В статье «Об одной вредной повести» говорилось:
«В жесточайшей борьбе против немецко-фашистских захватчиков вместе со всем советским народом участвуют наши писатели. В дни Отечественной войны они показали себя верными сынами родины, достойными патриотами, отдающими все свои силы и знания делу победы над заклятым врагом. Большое впечатление произвели на нас, ленинградских рядовых читателей, „Радуга“ Василевской, „Непокоренные“ Горбатова, „Фронт“ Корнейчука, „Народ бессмертен“ Гроссмана, произведения Николая Тихонова, Алексея Толстого. <…>
Иное, прямо противоположное впечатление оставляет пошлая, антихудожественная повесть Зощенко „Перед восходом солнца“, напечатанная на страницах журнала „Октябрь“.
Повесть Зощенко чужда чувствам и мыслям нашего народа. Зощенко декларирует, что материалы его повести „говорят о торжестве человеческого разума, о науке, о прогрессе сознания“, но в действительности вся повесть построена на обывательском восприятии мира. <…>
<…>Что же потрясло воображение писателя — современника величайших событий в истории человечества?
В ответ на это Зощенко преподносит читателю 63 грязных происшествия, 63 пошлых истории, которые когда-то, с 1912 по 1926 год, его „волновали“.

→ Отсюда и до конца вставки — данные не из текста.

PR #345, opened 2025-05-07
Some tmpfile inspired changes

evelikov:
As the tmpfile helpers were introduced I've noticed we have a mix of `PATH_MAX` vs `sizeof()` handling across the project. The first two commits address most instances - the remaining ones might need more careful surgery.

The last two commits simplify the helpers wrt LoC and memory usage.

### DIFF
--- a/shared/util.h
+++ b/shared/util.h
@@ -54,7 +54,7 @@ static inline _must_check_ _nonnull_all_ bool path_is_absolute(const char *p)
 int mkdir_p(const char *path, int len, mode_t mode);
 int mkdir_parents(const char *path, mode_t mode);
 unsigned long long stat_mstamp(const struct stat *st);
-char *fd_lookup_path(int fd);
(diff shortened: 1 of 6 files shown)


shared/util.h
```diff
@@ -54,7 +54,7 @@ static inline _must_check_ _nonnull_all_ bool path_is_absolute(const char *p)
 int mkdir_p(const char *path, int len, mode_t mode);
 int mkdir_parents(const char *path, mode_t mode);
 unsigned long long stat_mstamp(const struct stat *st);
-char *fd_lookup_path(int fd);
+_nonnull_all_ int fd_lookup_path(int fd, size_t pathlen, char *path);
```
lucasdemarchi, line 57: even if it's an "out arg", probably better to use `path, pathlen` order like memcpy(), strcpy(), etc.

lucasdemarchi (approved):
Just a nit on order of args in the last patch, other lgtm. Thanks.

lucasdemarchi:
Applied, thanks.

<…> С отвращением читаешь эти пошлые рассказы о встречах с женщинами. У Зощенко женщины изображены лишенными морали и чести; они только и мечтают о том, как бы обмануть мужа, а потом и любовников. Какие-то самки, скрываясь под инициалами (какая скромность автора!)…бродят по страницам повести Зощенко. Перед читателем море пошлости и грязи.<…>
<…> Вся повесть „Перед восходом солнца“ проникнута презрением автора к людям. Судя по повести, Зощенко не встретил в жизни ни одного порядочного человека. Весь мир кажется ему пошлым. Почти все, о ком пишет Зощенко, — это пьяницы, жулики и развратники. Это грязный плевок в лицо нашему читателю. Повесть заполнена персоной самого Зощенко. „Люди пошлы. Их поступки комичны. Я не баран из этого стада“ — так относился к народу Зощенко уже в 18 лет. Это хамски-пренебрежительное отношение к людям он пропагандирует в своей повести, клевеща на наш народ, извращая его быт, смакуя сцены, вызывающие глубокое омерзение. Нет возможности на страницах советской печати даже передать содержание такого гнусного рассказа Зощенко, как „Умирает старик“, где темой является изображение похоти умирающего.
Вся эта гадость сдобрена невежественными лженаучными рассуждениями об исследовании человеческой психики, причем автор с поражающей наглостью объявляет о тождестве своих „откровений“ с учением гениального русского ученого Павлова об условных рефлексах. Чего стоит хотя бы такое открытие, что „вся медицина возникла… из науки о снах“.<…>
<…> Приходится удивляться, как же могло случиться, что ленинградский писатель ходил по нашим улицам, жил в нашем прекрасном городе и нашел для своего творчества только никому не нужное, чужое, забытое. Тряпичником бродит Зощенко по человеческим помойкам, выискивая что похуже. Как-то не верится, что в дни Великой Отечественной войны автор, знавший о борьбе ленинградцев за свой город, о самоотверженном труде советских женщин, знавший многое, о чем будут слагать песни в веках, нашел возможность писать только о невежестве и пошлости.
В суровых условиях Отечественной войны особо ярко выявились мужество, стойкость, непримиримость, чистота и принципиальность советского человека — качества, доказанные величием его дел.
Не видел этого Зощенко!
<…> Видимо, автор повести находил время потолкаться по пивным, но не нашел в своей жизни и часа, чтобы побывать на заводах.